Download [`templates/pipeline_template.xlsx`](templates/pipeline_template.xlsx) for the recommended way to provide pipeline and CDE data to the Streamlit analyzer.

### Template structure

| Sheet | Purpose |
|---|---|
| **CDE Profile** | One row — 30 CDE-level scoring inputs (Business Strategy, Community Outcomes, Priority Points, Phase 2 flags) |
| **Pipeline** | One row per project — 28 columns including all new v1.1 per-project flags |
| **Instructions** | Field-by-field documentation, scoring formula summary, graceful-degradation notes |
| **Valid Values** | Dropdown source lists (do not edit) |

### New per-project flags (Pipeline sheet)

These Y/N flags in the Pipeline sheet automatically compute CDE-level scoring inputs — you don't need to manually calculate percentages:

| Column | Drives | Sub-score |
|---|---|---|
| `Native Area (Y/N)` | `pct_native_area` | CO Special Targeting |
| `High Migration Rural (Y/N)` | `pct_high_migration_rural` | CO Special Targeting |
| `US Territory (Y/N)` | `pct_us_territories` | CO Special Targeting |
| `Persistent Poverty (Y/N)` | `pct_persistent_poverty` | CO Special Targeting |
| `Below-Market Rate (Y/N)` | `products_below_market_pct` | BS Product Flexibility |
| `Unrelated Entity (Y/N)` | `unrelated_entities_pct` | PP Unrelated Entities |

If you also supply the CDE-level percentage in the CDE Profile sheet, it takes precedence over the computed value.

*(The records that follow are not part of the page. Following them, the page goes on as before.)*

PR #734, opened 2020-06-07
add Test for onRequest function

sensuikan1973:
## Overview
add _Simple_ Cloud Functions Unit Test with TS.
Regards,

## Reference
* implement
  * https://firebase.google.com/docs/functions/unit-testing#testing_http_functions
* dependency: use `mocha` and `chai`
  * https://github.com/firebase/functions-samples/blob/master/quickstarts/uppercase/functions/package.json
  * https://github.com/firebase/quickstart-nodejs/pull/124

### DIFF
--- a/typescript-getting-started/functions/test/test.ts
+++ b/typescript-getting-started/functions/test/test.ts
@@ -1,0 +1,21 @@
+import { suite, test } from '@testdeck/mocha'
+import * as chai from 'chai'
+import * as functions from 'firebase-functions'
+
+import { helloWorld } from '../src'
+
+const assert = chai.assert;
+
+@suite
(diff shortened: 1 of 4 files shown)


typescript-getting-started/functions/test/test.ts
```diff
@@ -0,0 +1,21 @@
...
+
+import { helloWorld } from '../src'
+
+const assert = chai.assert;
+
+@suite
+class HelloWorld {
+  @test
+  async helloWorld() {
+    const req = {} as functions.https.Request;
```
sensuikan1973, line 13: used `as`.
It's because I don't add mock library for only this and this test is very small and simple.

### Default behaviour when flags are absent

All six flags are **optional**. When a column is missing from the file, or a cell is blank, the flag defaults to `None`, which the scoring engine treats identically to `N` — the project contributes **zero QEI** to the relevant percentage. This is a conservative default: you will not be penalised for leaving a flag blank, but you also will not receive credit for that targeting category.

> **Version requirement:** The Streamlit analyzer and `Pipeline.from_csv()` both accept v1.0 files (without the flag columns) and will score them correctly — but the Special Targeting sub-score, pipeline-derived Product Flexibility, and pipeline-derived Unrelated Entities will all default to 0 without warning. Use the v1.1 xlsx template or add the flag columns to your CSV to get accurate scores for those sub-criteria.

### Graceful degradation

When CDE Profile fields are missing, the Streamlit analyzer displays which sub-scores will use defaults and what those defaults are — so you can see exactly what data gaps are costing you points.

---

## What It Does

- **Pipeline ingestion** — Load from CSV or v1.1 xlsx template; validates all required fields
- **NMTC eligibility enrichment** — Census tract lookup, distress level classification (deep / severe / LIC), opportunity zone and native area flags
- **Distress concentration analysis** — Deep/severe QEI percentage vs. CDFI Fund competitive thresholds (target: ≥75%)
- **Geographic diversity scoring** — State count, HHI concentration index, urban/rural split
- **Sector mix analysis** — Shannon entropy, dominant sector, high-priority sector alignment
- **Impact projection** — Jobs per $MM QEI benchmarked against historical winner distributions
- **CDFI Fund alignment scoring** — Business Strategy (0–50), Community Outcomes (0–50), Priority Points (0–10 bonus) against the published CY 2024-2025 review criteria; tier: Not Qualified / Highly Qualified / Top Tier
- **Quantified recommendations** — Specific, numbered improvement actions per dimension with estimated score impact
- **Pipeline optimizer** — Greedy + local-search selects the best project subset for your target budget
- **Output generation** — Word, Excel, PDF, and Markdown application drafts in one call
- **Geographic visualizations** — Publication-quality pipeline maps, radar charts, and benchmark plots at 300 DPI
- **CLI** — `nmtcapp init` / `nmtcapp analyze` for quick command-line workflows

> **Methodology note:** Alignment scores measure similarity to historical winner patterns — they are not win probabilities. The CDFI Fund does not publish rejected application data, so a true probability model cannot be built from public information alone.

---

## Sample Output Gallery

Generated outputs are in [`examples/sample_output/`](examples/sample_output/) — Word, Excel, PDF, and Markdown for a realistic sample CDE application.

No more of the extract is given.